A CMR Short-Axis Images Segmentation Method based on Multi-Attention Mechanism and Boundary Distance Map
Taihao Shi, Mengyang Li, Xin Zhao, Baihai Zhang, Senchun Chai · 2024
Heart disease is a common illness, and currently, the most commonly used technique for diagnosing it is cardiac magnetic resonance (CMR) imaging. CMR semantic segmentation has problems such as poor segmentation performance and blurred edges. To address the problem of poor semantic segmentation of CMR short-axis images, a heart structure segmentation and post-processing method based on multiple attention mechanisms and boundary distance map is proposed.
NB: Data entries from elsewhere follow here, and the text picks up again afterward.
PR #171, opened 2022-06-10
Add disk sync usage metrics

jordigilh:
Adds prometheus metrics for data transfer:
* flotta_agent_datasync_files_transferred_counter{workload,direction}: Captures the number of files transmitted
* flotta_agent_datasync_bytes_transferred_counter{workload,direction}: Captures the number of bytes transmitted
* flotta_agent_datasync_time_transferred_counter{workload,direction}: Captures the time spent in completing the synchronization.
* flotta_agent_datasync_deleted_files_transferred_counter{workload,direction}: Captures the number of files deleted

This PR depends on https://github.com/project-flotta/flotta-operator/pull/259


cmd/device-worker/main.go
```diff
@@ -230,6 +231,9 @@ func main() {
 	go listenStartGracefulRebootChannel(wl, dataMonitor, systemMetricsWatcher, metricsStore, hbs, ansibleManager,
 		gracefulRebootChannel, deviceOs)
 
+	// Start prometheus httpd handler
+	go datatransfer.StartMetrics()
```
ydayagi, line 235: I do not see a reason to start a new goroutine and an HTTP server for collecting our own metrics.

internal/registration/gomock_reflect_616312687/prog.go
```diff
@@ -0,0 +1,66 @@
+
+package main
```
jakub-dzon, line 2: That file should not be commited.

internal/datatransfer/metrics.go
```diff
@@ -0,0 +1,61 @@
...
+		}, []string{"workload_name", "direction"})
+	DeletedRemoteFilesTransferredCounter = factory.NewCounterVec(
+		prometheus.CounterOpts{
+			Name: "flotta_agent_datasync_deleted_files_transferred_counter",
+			Help: "The total number of files deleted from the target destination",
+		}, []string{"workload_name", "direction"})
+)
+
+func StartMetrics() {
+	http.Handle(DataSyncTransferMetricsPath, promhttp.Handler())
```
jakub-dzon, line 49: Why is HTTP server needed here?

internal/metrics/data_transfer.go
```diff
@@ -0,0 +1,88 @@
...
+)
+
+var defaultDataTransferMetricsConfiguration = models.ComponentMetricsConfiguration{Interval: DefaultDataTransferMetricsScrapingInterval}
+
+type DataTransferMetrics struct {
+	latestConfig atomic.Value
+	daemon       MetricsDaemon
+}
+
+func NewDataTransferMetrics(daemon MetricsDaemon) *DataTransferMetrics {
```
gabriel-farache, line 27: Where this is called? I can't find any references in the files changed on this PR

internal/metrics/data_transfer.go
```diff
@@ -0,0 +1,88 @@
...
+	if latestConfig != nil {
+		oldConfiguration, ok := latestConfig.(*models.ComponentMetricsConfiguration)
+		if !ok {
+			return fmt.Errorf("invalid type %+v", latestConfig)
+		}
+		if oldConfiguration != nil && reflect.DeepEqual(newConfiguration, *oldConfiguration) {
+			// Same configuration, no updates required.
+			return nil
+		}
+	}
```
gabriel-farache, line 53: Lines 43 to  53 could be extracted to a method `checkForChanges`

internal/datatransfer/monitor.go
```diff
@@ -135,13 +133,13 @@ func (m *Monitor) HasStorageDefined() bool {
...
 
-func (m *Monitor) SetStorage(fs FileSync) {
+func (m *Monitor) SetStorage(fs model.FileSync) {
 	m.syncMutex.Lock()
 	defer m.syncMutex.Unlock()
 	m.fsSync = fs
 }
 
-func (m *Monitor) getFsSync() (FileSync, error) {
+func (m *Monitor) getFsSync() (model.FileSync, error) {
```
gabriel-farache, line 142: This method needs to be refactored, at lead from lines 183 to 201 can be extracted (the for loop on the workloads)

gabriel-farache (commented):
Few refactors needed + I am wondering when metrics/data_transfer.go is used

cmd/device-worker/main.go
jordigilh: This routine is to expose the new metrics, not to collect them.

internal/datatransfer/metrics.go
jordigilh: Yes we could, but should we deviate from the standard pattern? what is the benefit here? I'm fine doing it if there is a significant gain, otherwise it just adds an exception to what one would expect.

internal/datatransfer/monitor.go
```diff
@@ -238,34 +231,64 @@ func containsDataPaths(dc *models.DataConfiguration) bool {
...
 		for _, dp := range dataConfig.Egress {
-			err := syncPath(syncWrapper, path.Join(hostPath, dp.Source), dp.Target)
+			err := m.syncPath(path.Join(hostPath, dp.Source), dp.Target)
 			if err != nil {
 				errors = multierror.Append(errors, err)
 			}
 		}
+		syncTime := time.Now().UnixMilli() - startSync
+		stats := syncWrapper.GetStatistics()
+		reportMetrics(workloadName, egress, stats.BytesTransmitted, stats.FilesTransmitted, stats.DeletedRemoteFiles, syncTime)
```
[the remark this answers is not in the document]
jordigilh: Will do.

internal/datatransfer/monitor.go
```diff
@@ -238,34 +231,64 @@ func containsDataPaths(dc *models.DataConfiguration) bool {
...
 		for _, dp := range dataConfig.Ingress {
-			err := syncPath(syncWrapper, dp.Source, path.Join(hostPath, dp.Target))
+			err := m.syncPath(dp.Source, path.Join(hostPath, dp.Target))
 			if err != nil {
 				errors = multierror.Append(errors, err)
 			}
 		}
+		syncTime := time.Now().UnixMilli() - startSync
+		stats := syncWrapper.GetStatistics()
+		reportMetrics(workloadName, ingress, stats.BytesTransmitted, stats.FilesTransmitted, stats.DeletedRemoteFiles, syncTime)
```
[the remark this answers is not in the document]
jordigilh: Yes, to the exception of the direction value: `ingress` or `egress`.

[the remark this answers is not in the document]
jordigilh: Will reuse the encapsulated function

internal/metrics/data_transfer.go
jordigilh: will check

internal/datatransfer/monitor.go
jordigilh: will check

cmd/device-worker/main.go
jordigilh: I see your point, but as I mentioned later on in @jakub-dzon comment, why should we deviate from the standard pattern? what is the benefit here? I'm fine doing it if there is a significant gain, otherwise it just adds an exception to what one would expect.

internal/registration/gomock_reflect_616312687/prog.go
jordigilh: Removed.

internal/datatransfer/monitor.go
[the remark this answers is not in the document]
jordigilh: Refactored. Please take a look.

internal/datatransfer/monitor.go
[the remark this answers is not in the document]
jordigilh: Refactored. Please take a look.

internal/metrics/data_transfer.go
```diff
@@ -0,0 +1,88 @@
...
+
+	if newConfiguration.Disabled {
+		dt.daemon.DeleteTarget(dataTransferTargetName)
+	} else {
+		filter := getDataTransferSampleFilter(newConfiguration.AllowList)
+		dt.daemon.AddTarget(dataTransferTargetName, []string{datatransfer.MetricsEndpoint}, time.Duration(newConfiguration.Interval)*time.Second, filter)
+	}
```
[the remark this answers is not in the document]
jordigilh: Done

internal/datatransfer/monitor.go
jordigilh: Refactored a bit, what do you think now?

internal/metrics/data_transfer.go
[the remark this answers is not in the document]
gabriel-farache: Looks nice :)

internal/datatransfer/monitor.go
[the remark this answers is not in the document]
gabriel-farache: Better but now I would extract the `for` loop (lines 259 to 265) into a method

internal/datatransfer/monitor.go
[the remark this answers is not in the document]
gabriel-farache: Better but now I would extract the for loop (lines 259 to 265) into a method

internal/datatransfer/monitor.go
gabriel-farache: Better but why not extracting the `for` loop on the workload into another method (lines 184 to 194)?

internal/datatransfer/monitor.go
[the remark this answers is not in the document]
jordigilh: If you don't have a strong opinion in this additional encapsulation, I'm fine the way it is. The function has a small footprint and it is readable as it is. I am not sure further encapsulation will help readability.

internal/datatransfer/monitor.go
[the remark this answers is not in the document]
jordigilh: Same here, I'm fine the way it is now, I don't think further encapsulation will help in readability.

internal/datatransfer/monitor.go
gabriel-farache: Ok, good by me; I know I tend to create a lot a small methods every time I have something in an `if` or a `for`/`while` loop but we all have different way of coding :)

internal/datatransfer/monitor.go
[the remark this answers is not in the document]
gabriel-farache: Ok, good by me; I know I tend to create a lot a small methods every time I have something in an `if` or a `for`/`while` loop but we all have different way of coding :)

internal/datatransfer/monitor.go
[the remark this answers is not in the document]
gabriel-farache: Ok, good by me; I know I tend to create a lot a small methods every time I have something in an `if` or a `for`/`while` loop but we all have different way of coding :)

internal/datatransfer/metrics.go
gabriel-farache: I think it would be good to quantify the amount of resources consumed by this handler, if it's idle and it does not consume anything, we should let it here, otherwise we would need to estimate the amount of resources consumed to create a metric and the frequency of the requests to get metrics.
In the device-worker, as we are in a resources' constrained environment, we need to be careful with them, I guess that why @jakub-dzon point that out

internal/datatransfer/monitor.go
jordigilh: Thanks for your understanding and for your feedback. In my opinion, the code looks much better after your suggestions than it did before it :smile:

internal/datatransfer/metrics.go
jordigilh: I'll check if we can call the Prometheus logic to serialize the metrics. Otherwise I'll quantify the extra memory of running the HTTP server inside a go program and report again. I don't think the HTTP server will consume much though but numbers talk for themselves :smile: 

If resource consumption are our concern, maybe we should look at splitting this part from the agent and running it as a container so we can limit the memory and CPU consumption and kill the process if it starts hogging too much memory. Knowing Prometheus a bit, it is the most common explanation why processes start consuming more memory over time, due to cardinality.

At the same time, if we're not doing it already, we should consider running node exporter as a containerized workload and align the metrics generated to those that are to be collected/white listed. This should reduce the memory used by node exporter compared to the default deployment, and as a bonus we also control how much memory it uses.
https://github.com/prometheus/node_exporter#collectors

Thoughts?

ydayagi: I do not understand the need to serialize metrics. Most applications create and collect their own metrics. Then these are exposed (exported) via a Prometheus client library. The library's internal implementation is an HTTP server that waits for Prometheus to scrape it. However, we do not have a Prometheus scraping us. We write to TSDB directly. So all you need is to periodically call our metrics 'write'/'add' method. If you generalize it a bit, then we could use it for all our features. Suppose you have a global struct with all metrics. Data upload, logs collection etc. Now suppose you have a timer that triggers every 60 seconds and writes the values from the struct to our TSDB.

cmd/device-worker/main.go
```diff
@@ -156,6 +157,14 @@ func main() {
 	}
 	configManager.RegisterObserver(systemMetricsWatcher)
 
+	dataTransferWatcher := metrics.NewDataTransferMetrics(metricsDaemon)
+	if err != nil {
```
masayag, line 161: there is no `err` returned by the call to `NewDataTransferMetrics`

internal/datatransfer/metrics.go
masayag: @ydayagi Is your suggestion to use https://github.com/project-flotta/flotta-device-worker/blob/be75e81fffbda7b0dcbc9c584535fdd0be214677/internal/metrics/daemon.go#L94 
in order to persist the collected sync-usage directly to TSDB and then use the existing remote write to push the metrics.
Any special consideration for this? does the write to TSDB need to be synced or verify it is initialized?

ydayagi: use Store, indeed. it is already synced by Prometheus's TSDB. And we already have concurrent calls to Store. Each target is a separate goroutine that calls Stor.

jordigilh: Removed httpd server and resolved to directly obtaining the metric data from the prometheus register. @ydayagi @jakub-dzon please take a look.

internal/datatransfer/metrics.go
```diff
@@ -0,0 +1,61 @@
...
+
+const (
+	DataSyncTransferMetricsAddress           = "localhost:9101"
+	DataSyncTransferMetricsPath              = "/metrics"
+	MetricsEndpoint                          = "http://" + DataSyncTransferMetricsAddress + DataSyncTransferMetricsPath
+	egress                         direction = "egress"
+	ingress                        direction = "ingress"
+)
+
+type direction string
```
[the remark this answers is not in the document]
jordigilh: No worries, I'll move it before the const.

cmd/device-worker/main.go
jordigilh: Done

jakub-dzon (changes requested):
Nice generalizing refactor :+1: 

Just a few more comments.

internal/metrics/daemon.go
```diff
@@ -120,16 +118,22 @@ func (tg *TargetMetric) Stop() {
...
-			log.Errorf("cannot start scraper for %v: %v", url, err)
+			log.Errorf("cannot start HTTP scraper for %v: %v", url, err)
 		}
 		scrapers = append(scrapers, scrape)
 	}
-	tg.scrapers = scrapers
+	return scrapers
+}
+
+func CreateObjectScraper(gather prometheus.Gatherer) Scrapers {
```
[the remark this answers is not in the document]
jordigilh: Moved.

jakub-dzon (approved):

Makefile
```diff
@@ -40,13 +40,11 @@ ifeq (, $(shell which ginkgo 2> /dev/null))
 	$(call go-install-tool,$(GOVER),github.com/sozorogami/gover)
 endif
 
-GINKGO = $(shell pwd)/bin/ginkgo
 ginkgo:
 ifeq (, $(shell which ginkgo 2> /dev/null))
```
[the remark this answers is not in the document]
jordigilh: You're right: if ginkgo is not installed this will fail. Do you know why do we install the binaries in `$(PROJECT_PATH)/bin` instead of `$(GOPATH)/bin`?
I'll revert the change, but it causes problems when I build it because I already have installed the binaries in `$(GOPATH)/bin` and the script can't find them there.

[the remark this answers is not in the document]
ydayagi: I don't know what was the original intention. I had issues with it as well.

internal/datatransfer/model/filesync.go
```diff
@@ -0,0 +1,15 @@
+package model
```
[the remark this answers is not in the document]
ydayagi: but it was all part of datatransfer package, no?

internal/metrics/scraper.go
```diff
@@ -93,3 +102,33 @@ func (s *HTTPScraper) Scrape(ctx context.Context) (model.Vector, error) {
...
+			for _, labels := range item.Label {
+				metric[model.LabelName(*labels.Name)] = model.LabelValue(*labels.Value)
+			}
+			v = append(v, &model.Sample{Metric: metric, Value: model.SampleValue(*item.Counter.Value), Timestamp: model.Now()})
+		}
+	}
+	return v, nil
+}
+
+func (o *ObjectScraper) String() string {
```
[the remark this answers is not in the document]
ydayagi: Not every type has or should have a string representation.  I think we should have called GetName or something like that. And what do u think about using a dynamic name? If I understand correctly, then we can have multiple object scrapers. Each with a different gatherer for a different feature. So perhaps there should be something unique for each instance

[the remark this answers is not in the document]
jordigilh: In this case it's not the name that we're showing, but the targets: so for HTTP scrapers we'll return the URL, but for the only object scraper we have we just return a static string. I considered returning the name of scraper or something more meaningful, but since we only have 1 single object scraper I didn't see the point.
But if we reach the day where we have more object scrapers we'll definitely need to return a more representative value, rather than the constant.

internal/datatransfer/model/filesync.go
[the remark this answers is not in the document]
jordigilh: Correct. It's because of import cycling issues between datatransfer and metrics:
```
package command-line-arguments
	imports github.com/project-flotta/flotta-device-worker/internal/metrics
	imports github.com/project-flotta/flotta-device-worker/internal/datatransfer
	imports github.com/project-flotta/flotta-device-worker/internal/datatransfer: import cycle not allowed

```

internal/metrics/scraper.go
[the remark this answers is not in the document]
jordigilh: Note that the `targetName` will return `data transfer` in this case, so there is not much else we can add to this debug entry.

internal/metrics/daemon.go
```diff
@@ -191,10 +190,10 @@ func (md *metricsDaemon) startTarget(target *TargetMetric) {
 }
 
 // AddTarget adds a metrics scraping target with filtering
-func (md *metricsDaemon) AddTarget(targetName string, urls []string, interval time.Duration, allowList SampleFilter) {
-	target := NewTargetMetric(targetName, interval, urls, md.store, allowList)
-	log.Debugf("added target '%v' with the following urls: '%+v", targetName, urls)
+func (md *metricsDaemon) AddTarget(targetName string, scrapers Scrapers, interval time.Duration, allowList SampleFilter) {
 
+	log.Debugf("added target '%v' with the following urls: '%s'", targetName, scrapers)
```
ydayagi, line 195: I think it should be scrapers instead of urls

internal/metrics/scraper.go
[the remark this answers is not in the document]
ydayagi: I wonder. we use scrapers and not a single scraper. do we have targets with multiple URLs?

ydayagi (approved):

internal/metrics/scraper.go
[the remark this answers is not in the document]
jordigilh: We do target multiple URLs for a workload, but each scrape will target a single workload, so the wording `urls` here is misleading. I have reworded it a bit, as well as the value returned from the `String()` function for the HTTP scraper to improve the entry.

internal/metrics/daemon.go
jordigilh: Updated. Please take a look.

internal/metrics/scraper.go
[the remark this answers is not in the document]
jordigilh: Updated.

By using an image segmentation network based on multiple attention mechanisms, the pixel-level classification of different cardiac structures was basically achieved. Meanwhile, to address the problem of poor prediction results for the heart base, regression prediction was performed on the boundary distance maps of the left ventricle, left ventricular myocardium, and right ventricle to complete the post-processing task of cardiac segmentation images and further improve the accuracy of CMR short-axis image semantic segmentation. Experimental results show that the proposed method performs well in comparison with similar methods in Dice and HD metrics on both the ACDC public dataset and our private dataset; The proposed post-processing method achieves good results in optimizing the edges of cardiac segmentation images.